Configuration characteristics:

  • ZeRO stage 1/2 code path
  • overlap_comm: true
  • contiguous_gradients: true
  • reduce_scatter: true
  • bf16 training
  • torch.compile enabled

Symptoms:

  • loss becomes NaN very early, starting from step 1 in our run
  • disabling torch.compile avoids the issue
  • disabling overlap_comm avoids the issue
  • adding a device-wide synchronize in the DeepSpeed reduction path avoids the issue, but is too heavy
  • adding stream synchronization from the actual gradient-copy streams to reduction_stream also avoids the issue

Profiler trace observation:

  • the gradient bucket copy_ operations corresponding to the DeepSpeed contiguous-gradient path are emitted on more than one device stream
  • later, average_tensor() / concat / reduction reads the same IPG bucket on the reduction stream
  • the existing wait only covers the stream returned by get_accelerator().current_stream() when average_tensor() is entered, not all streams that previously wrote slices into the bucket

Conceptually, this can happen as:

stream A: copy grad slice A -> ipg bucket
stream B: copy grad slice B -> ipg bucket
stream C: calls average_tensor(); current_stream == stream C

DeepSpeed today:
  reduction_stream waits stream C

Missing dependency:
  reduction_stream should also wait stream A and stream B before reading the bucket

Why this is different from existing overlap_comm fixes

This is related to, but not fully covered by, previous fixes:

The remaining issue here is narrower: even on current master, average_tensor() still assumes that one current stream represents all producers of the current contiguous gradient bucket.
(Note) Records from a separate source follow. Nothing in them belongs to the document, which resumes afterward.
PR #169, opened 2026-08-05
Fix UI modal, CLAP editor, timer, and separator bugs

### LINKED ISSUE #149: UI misc: modal teardown gaps, CLAP editor embed gaps, timer dtor gaps
src/ui (release/0.12)

- MainComponent.cpp:997 the shutdown closeAndDeleteBodyNow block covers 10 modals but omits dpImportProgressModal, whose body holds a DpImportJob reference declared before it (destructs first) and a 20 Hz timer.
- ClapPluginEditorComponent.cpp:82 tryEmbed has no re-entry guard; LV2 and VST3 both carry one against the second-UI-instance black-rectangle bug. A synchronous request_resize from set_parent/show re-enters editor.embed().
- ClapPluginEditorComponent.cpp:200 timerCallback has no poll-embed fallback branch; LV2 and VST3 both have one for components created while their lane is hidden (session restore before the AUX tab is shown). CLAP editors in that state never embed.
- MainComponent.cpp:3276 the post-load aux pre-warm checks only CLAP and JUCE slots; LV2 or VST3-only aux sessions skip ensureAuxView and eat the construction stall on the first Aux switch, the exact stall the pre-warm exists to remove.
- DuskContextMenu.cpp:115 the separator uses parent-relative getX() inside local-space paint(), so separators render shifted or clipped. DuskComboBox does it correctly.
- MiniTimelineStrip.cpp:32, CompMeterStrip.cpp:114, AnalogVuMeter.cpp:127, TapeStrip.cpp:255 are Timer subclasses without dtor stopTimer, against the stated house convention.
- TapeMachineModalEditor.h:73 starts a 20 Hz timer in the ctor with no dtor at all; only the base Timer dtor stops it, after the members timerCallback touches are gone, and the owned third-party editor dtor can pump the message loop in that window.

marc-korte:
## Summary

- tear down the DP import progress modal during shutdown and stop six timer-backed components before their own members are destroyed
- make CLAP editor embedding retry safely when visibility changes, with a re-entry guard around the native embed path
- paint context-menu separators in component-local coordinates

## Why

These gaps could leave modal or timer-owned state alive past its intended lifetime, prevent a CLAP editor from embedding after an ancestor became visible, and draw separators at the wrong horizontal position.

## Validation

- application build passed before publication
- full ctest suite passed before publication
- tools/juce-gate.sh passes with no count increases or allowlist additions

Fixes #149

## Summary by CodeRabbit

- **Bug Fixes**
  - Improved CLAP editor loading to prevent duplicate windows and support embedding after the surrounding interface becomes visible.
  - Corrected context-menu separator positioning in panel-based layouts.
  - Improved shutdown reliability by ensuring background updates stop cleanly as dialogs, meters, timelines, and other interface components close.
  - Reduced the risk of crashes or unexpected behavior during application exit and interface teardown.

### DIFF
--- a/src/ui/AnalogVuMeter.cpp
+++ b/src/ui/AnalogVuMeter.cpp
@@ -125,7 +125,7 @@ AnalogVuMeter::AnalogVuMeter (const std::atomic<float>* l, const std::atomic<flo
     startTimerHz ((int) kRefreshHz);
 }
 
-AnalogVuMeter::~AnalogVuMeter() = default;
+AnalogVuMeter::~AnalogVuMeter() { stopTimer(); }
 
 void AnalogVuMeter::setReferenceLevelDb (float refDb)
 {
--- a/src/ui/ClapPluginEditorComponent.cpp
+++ b/src/ui/ClapPluginEditorComponent.cpp
@@ -108,14 +108,23 @@ void ClapPluginEditorComponent::tryEmbed()
     // to set_parent/show into a parent that isn't viewable yet - so no pre-warm: build
     // + map when shown, exactly like the JUCE editor path. The kept-alive remap on a
     // later tab switch keeps re-opens instant.
-    if (! loaded || embedded || ! isShowing()) return;
+    // `embedding` guards re-entry. Unlike LV2, a CLAP request_resize can't reach us
+    // synchronously - it only records atomics, and onResize dispatches later from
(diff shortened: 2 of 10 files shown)


marc-korte:
@coderabbitai review

marc-korte:
@coderabbitai review

marc-korte:
@coderabbitai review

PR #175, opened 2026-08-05
Close MIDI input callback window (#157)

### LINKED ISSUE #157: Test flake: JUCE ALSA MIDI input dispatches into a null callback under live MIDI traffic
tests/midi_device_layer.cpp, "MidiInputClient appends a stable Virtual-Keyboard slot" (release/0.12)

Intermittent SIGSEGV, roughly one in ten local runs, only on a machine with live MIDI traffic (hardware sending clock or active sensing). Backtrace lands on JUCE's AlsaMidiHelpers::SequencerThread delivering an incoming event through MidiInput::Impl::consume into a null function pointer inside the bytestream translator callback chain - the event arrives in the window where the test's MidiInputClient::rebuild has enabled the device but the input callback chain is not fully wired.

CI never reproduces it (no MIDI hardware on runners). Not touched by the 0.12.7 wave: the input path is unchanged; only the output bank got the atomic open-state mirror.

Candidate fixes: enable JUCE MIDI inputs only after the callback is registered in MidiInputClient::rebuild, or patch the JUCE-wayland fork's ALSA MIDI input to null-check the dispatch target. Needs a look at the fork's juce_Midi_linux path.

marc-korte:
## What

- build every MIDI input route and the virtual-keyboard slot before enabling any backend input
- stop backend dispatch across a rebuild and restore it only after the finished collector bank is published
- add a hostile test backend that delivers immediately during enable and verifies dispatch fencing

## Why

The reported release/0.12 backtrace was inside JUCE ALSA MIDI input code. That exact Linux path no longer compiles on main because Linux now uses the native ALSA sequencer backend, so this does not claim to repair that removed implementation. It closes the equivalent window in the current Dusk-owned seam: no input is subscribed before its route exists, and no MIDI thread can demultiplex through a half-built bank.

Live MIDI hardware verification remains a manual follow-up because CI has no active input device.

## Validation

- DuskStudio production target builds
- focused MIDI device layer: 53 assertions in 6 test cases
- full Catch2/CTest suite: 550/550 passed
- de-JUCE gate: 179 files / 9,256 uses

Fixes #157

## Summary by CodeRabbit

* **Bug Fixes**
  * Improved MIDI device initialization and rebuilding for more reliable input handling.
  * Prevented MIDI events from being processed while device routes are being refreshed.
  * Ensured inputs are enabled only after routing is fully configured.
  * Improved event delivery so connected MIDI inputs receive notes correctly without affecting the virtual keyboard slot.

### DIFF
--- a/src/engine/midi/MidiDevices.cpp
+++ b/src/engine/midi/MidiDevices.cpp
@@ -51,7 +51,12 @@ std::unique_ptr<IMidiOutputBackend> makeOutputBackend()
 // MidiInputClient
 
 MidiInputClient::MidiInputClient()
-    : backend (makeInputBackend())
+    : MidiInputClient (makeInputBackend())
+{
+}
+
+MidiInputClient::MidiInputClient (std::unique_ptr<IMidiInputBackend> backendIn)
+    : backend (std::move (backendIn))
 {
     backend->setReceiver ([this] (const std::string& identifier,
                                   const std::uint8_t* bytes, int numBytes, double timeMs)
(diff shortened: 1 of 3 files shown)


marc-korte:
@coderabbitai review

With compiled autograd / torch.compile, gradient hooks can run under different current streams, so the bucket can have multiple producer streams.

Possible fix direction

One conservative fix is to record the unique streams used for the IPG bucket copy operations, then make reduction_stream wait for those streams before average_tensor() reads the bucket.

Sketch:

# after new_grad_tensor.copy_(...)
self._record_ipg_copy_stream(bucket)

# inside average_tensor(), after switching to reduction_stream
self._wait_for_ipg_copy_streams(bucket)

Where _record_ipg_copy_stream() stores unique get_accelerator().current_stream() values for the current IPG bucket, and _wait_for_ipg_copy_streams() calls current_stream.wait_stream(copy_stream) for each recorded stream not already covered by the existing stream.wait_stream(current_stream).

This avoids a device-wide synchronize and only adds stream dependencies for actual producer streams of the bucket.

Expected behavior

overlap_comm: true with contiguous_gradients: true should not allow the reduction stream to read the IPG bucket before all streams that wrote gradient slices into that bucket have completed.